Valkyrie withheld comment, choosing instead to enjoy the moment. She memorized every detail, from Skulduggery's hand wandering through her hair, to the way her flesh and blood body molded perfectly against his skeletal frame. She held onto every sensation, every heartbeat, every touch, and hid them away in her heart.

A war was coming, after all. Memories like this were the only thing that would keep the darkness at bay.

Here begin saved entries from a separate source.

PR #13593, opened 2022-11-25
Releasing neo4j 4.4.15 and 4.3.22

jennyowen:
Now that we're only supporting 3 images, would it be possible to get the supported tags listed on https://hub.docker.com/_/neo4j?tab=description again?

Thanks.

### DIFF
--- a/library/neo4j
+++ b/library/neo4j
@@ -22,22 +22,22 @@ GitCommit: 51c1670004a4c2d511a342a01a7963b78cc2c5c4
 Directory: 5.2.0/enterprise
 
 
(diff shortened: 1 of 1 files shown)


tianon:
> Now that we're only supporting 3 images, would it be possible to get the supported tags listed on https://hub.docker.com/_/neo4j?tab=description again?

Sorry, missed this when I did this merge (in my defense, it was a "quick merge spree while on PTO" :smile:).

I'll get a PR up shortly to remove that special case. :+1:

jennyowen:
Thanks @tianon you're a star!

PR #13609, opened 2022-11-29
update emqx to 4.3.22, 4.4.11 and add 5.0.11

id:


yosifkit (approved):

tianon:
I would recommend pushing that `COPY` back down as far as it reasonably can be (ideally below that last `RUN` at least) since `COPY` has weird cache behavior sometimes, but I think that's probably a pretty harmless `RUN` if it ends up getting repeated unnecessarily. :+1:

tianon:
Ah crap, just noticed that `RUN` is _not_ harmless, and hasn't been -- these lines at least need to move up into the line that creates most of `/opt/emqx` or it's unnecessarily duplicating the installation:

```dockerfile
     chgrp -Rf emqx /opt/emqx; \
     chmod -Rf g+w /opt/emqx; \
     chown -Rf emqx /opt/emqx
```

Rory-Z:
Hi, @tianon Thanks a lot for your advice, could you please review it for me: https://github.com/emqx/emqx-docker/pull/16/files ?

PR #13611, opened 2022-11-29
Telegraf v1.24.4

powersj:
Update for big fix release and removal of maintainers due to layoff :(


popey:
Getting tagged in this is amusingly ironic ;)

tianon:
Yeah, this particular case is very unfortunate and I'm sorry for the noise :disappointed: :heart: :bow:

In general I think it does make sense to ping existing maintainers on maintainer changes for visibility/awareness, though; for example, imagine a hostile change to a similar-looking repo that still looks pretty legitimate -- pinging existing maintainers makes sure that they see it and can comment that it's not legit if we somehow miss it :see_no_evil: :heart:

Issue #13608, opened 2022-11-29
Git checkout fails on Windows


keeganwitt:
Cloning (or pulling) the repository now fails.

```
$ git clone https://github.com/docker-library/official-images.git
Cloning into 'official-images'...
remote: Enumerating objects: 93744, done.
remote: Counting objects: 100% (228/228), done.
remote: Compressing objects: 100% (128/128), done.
remote: Total 93744 (delta 132), reused 183 (delta 100), pack-reused 93516
Receiving objects: 100% (93744/93744), 21.82 MiB | 15.65 MiB/s, done.
Resolving deltas: 100% (64747/64747), done.
error: invalid path '.external-pins/mcr.microsoft.com/windows/nanoserver:1809'
fatal: unable to checkout working tree
warning: Clone succeeded, but checkout failed.
You can inspect what was checked out with 'git status'
and retry with 'git restore --source=HEAD :/'
```

The Windows file naming [convention](https://learn.microsoft.com/en-us/windows/win32/fileio/naming-a-file#naming-conventions) states that the following are reserved characters
* `<` (less than)
* `>` (greater than)
* `:` (colon)
* `"` (double quote)
* `/` (forward slash)
* `\` (backslash)
* `|` (vertical bar or pipe)
* `?` (question mark)
* `*` (asterisk)

So in this case, the issue is with the colon character. Is it possible to rename those files (nanoserver:1809, nanoserver:ltsc2022, servercore:1809, servercore:ltsc2022)?

tianon:
Doh, yep -- as noted in https://github.com/docker-library/official-images/pull/13567#issuecomment-1331205266, I tested this, but only with MSYS `touch` that comes with Git for Windows, so I (wrongly) assumed Git would make the same intelligent conversions automatically that MSYS does.

PR #13613, opened 2022-11-29
Revert "Add explicit "external-pins""

tianon:
Reverts docker-library/official-images#13567
Closes https://github.com/docker-library/official-images/issues/13608
Opens https://github.com/docker-library/official-images/issues/9445


tianon:
(Merged to fix immediate breakage)

PR #13614, opened 2022-11-29
Add explicit "external-pins", take two

tianon:
This is a second attempt at https://github.com/docker-library/official-images/pull/13567:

Author's Advice 2016-Of all the lessons I've learned from writing fanfiction, Tears, Don't Fall has taught me the most valuable one. Truly, the test of good writing. Are you ready? Here it is: write what you as a reader want to read. Do you ever look over your own work, not to edit or critique, but simply to enjoy the images that pop into your head from the strings of sentences crafted by your own fingers? Can you read your stories and laugh at the humor, thrill at the fight scenes, lose yourself in your own writing? Can you forget who the author is and delight in the world and the characters, the interactions and plot? In other words, if you hadn't written this story, would you still read it?

Every once in a while, when I'm in a nostalgic Skulduggery mood, I'll sit down and peruse my hoard of Skulduggery Pleasant fanfiction, and Tears, Don't Fall will always be in the pile. I'll read it, smile, giggle, cherish the warm feelings bubbling up inside, remember what inspired it, and stalwartly ignore all the parts I would do differently now with three more years of writing under my belt. I just love reading it!

This isn't a call to arrogance in our own writing abilities but a call to quality work. As an author, I want to be held to the same standard I adore in my favorite books. If I lace up my reader shoes and find I can't enjoy my own writing for enjoyment's sake, how can I ask anyone else to do the same?